Work item: All entries that follow are to be written out verbatim.

START Material for this task

PR #3174, opened 2020-06-21
lr-parallel-n64: Added aarch64 flags

wrigglevision:
These added lines will make for an effortless install on arm64 distros.


joolswills:
I have a branch with aarch64 changes so won't be accepting anything until I've got a PR for that open. But appreciated.

PR #3175, opened 2020-06-21
lr-parallel-n64: Added aarch64 flags

wrigglevision:
These new flags will allow ARM64 distros to install Parallel N64 through normal setup scripts.


joolswills:
I have a branch with aarch64 changes so won't be accepting anything until I've got a PR for that open. But appreciated.

Btw you don't need to close and ooeb a new PR if making changes after opening.

wrigglevision:
Got it. Many thanks.

PR #3176, opened 2020-06-23
gemrb: update to latest stable version and refresh deps

cmitu:
* updated the dependency list to include the Vorbis and VLC libraries.
* choose explicitly the SDL1 backend at build time.
* added the `dispmanx` flag to enable proper scaling on FKMS (Pi4) platforms (untested though).
* explicitly depend on `python2-dev` since python3 port is not complete.


joolswills:
Thanks.

PR #3179, opened 2020-06-26
darkplaces-quake - fix rpi4 slowdowns and rework logic

joolswills:
* enable gl_nopartialtextureupdates by default on rpi (fixes slowdown on rpi4 in game, doesn't seem to harm rpi1-3/videocore)
 * remove makefile patch and override instead with makefile vars for parameters - this should make it simpler for adding additional gles platforms
 * apply makefile.inc changes on all systems (which allows passing through of cpu parameters)
 * override makefile.inc OPTIM_RELEASE parameters so we use our default optimisations

Few additional notes:

On RPI4 we use opengl vs OpenGLES2 on RPI1-3

There's one line of glsl shader code that fails on Mesa GLES2 on rpi4.
Line 41 of shader_glsl.h - it doesn't like the use of invariant here. I found a related Mesa fix, but maybe that was only for opengl. I'm going to dig further. Commenting it out will produce a working GLES2 build.

With rpi4 and opengl `-benchmark demo1` does 23-24fps average on my system @ 1024x768
With rpi4 and gles2, it does 55-56fps. However there are some minor but noticeable glitches when playing.

So I'm leaving it with opengl for now. There may be some further opengl config optimisations also. The gles2 code doesn't look as it's had as much attention so the opengl renderer looks to be more accurate.

The latest upstream code seems to have broken gles2 support currently, and needs opengl 3.2 so we can't move to that on the RPI currently.


joolswills:
I have now added additional changes to build a GLES version also on the rpi4. It won't be set as the default on a first install but can be switched to with the runcommand menu.

Frame rate is a lot higher as mentioned, but there are some graphicall glitches with enemies/enemy explosions, which may be improved by tweaking some options.

joolswills:
Would appreciate if anyone has time to test this before it's merged.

END Material for this task

Answer section:
PR #3174, opened 2020-06-21
lr-parallel-n64: Added aarch64 flags

wrigglevision:
These added lines will make for an effortless install on arm64 distros.


joolswills:
I have a branch with aarch64 changes so won't be accepting anything until I've got a PR for that open. But appreciated.

PR #3175, opened 2020-06-21
lr-parallel-n64: Added aarch64 flags

wrigglevision:
These new flags will allow ARM64 distros to install Parallel N64 through normal setup scripts.


joolswills:
I have a branch with aarch64 changes so won't be accepting anything until I've got a PR for that open. But appreciated.

Btw you don't need to close and ooeb a new PR if making changes after opening.

wrigglevision:
Got it. Many thanks.

PR #3176, opened 2020-06-23
gemrb: update to latest stable version and refresh deps

cmitu:
* updated the dependency list to include the Vorbis and VLC libraries.
* choose explicitly the SDL1 backend at build time.
* added the `dispmanx` flag to enable proper scaling on FKMS (Pi4) platforms (untested though).
* explicitly depend on `python2-dev` since python3 port is not complete.


joolswills:
Thanks.

PR #3179, opened 2020-06-26
darkplaces-quake - fix rpi4 slowdowns and rework logic

joolswills:
* enable gl_nopartialtextureupdates by default on rpi (fixes slowdown on rpi4 in game, doesn't seem to harm rpi1-3/videocore)
 * remove makefile patch and override instead with makefile vars for parameters - this should make it simpler for adding additional gles platforms
 * apply makefile.inc changes on all systems (which allows passing through of cpu parameters)
 * override makefile.inc OPTIM_RELEASE parameters so we use our default optimisations

Few additional notes:

On RPI4 we use opengl vs OpenGLES2 on RPI1-3

There's one line of glsl shader code that fails on Mesa GLES2 on rpi4.
Line 41 of shader_glsl.h - it doesn't like the use of invariant here. I found a related Mesa fix, but maybe that was only for opengl. I'm going to dig further. Commenting it out will produce a working GLES2 build.

With rpi4 and opengl `-benchmark demo1` does 23-24fps average on my system @ 1024x768
With rpi4 and gles2, it does 55-56fps. However there are some minor but noticeable glitches when playing.

So I'm leaving it with opengl for now. There may be some further opengl config optimisations also. The gles2 code doesn't look as it's had as much attention so the opengl renderer looks to be more accurate.

The latest upstream code seems to have broken gles2 support currently, and needs opengl 3.2 so we can't move to that on the RPI currently.


joolswills:
I have now added additional changes to build a GLES version also on the rpi4. It won't be set as the default on a first install but can be switched to with the runcommand menu.

Frame rate is a lot higher as mentioned, but there are some graphicall glitches with enemies/enemy explosions, which may be improved by tweaking some options.

joolswills:
Would appreciate if anyone has time to test this before it's merged.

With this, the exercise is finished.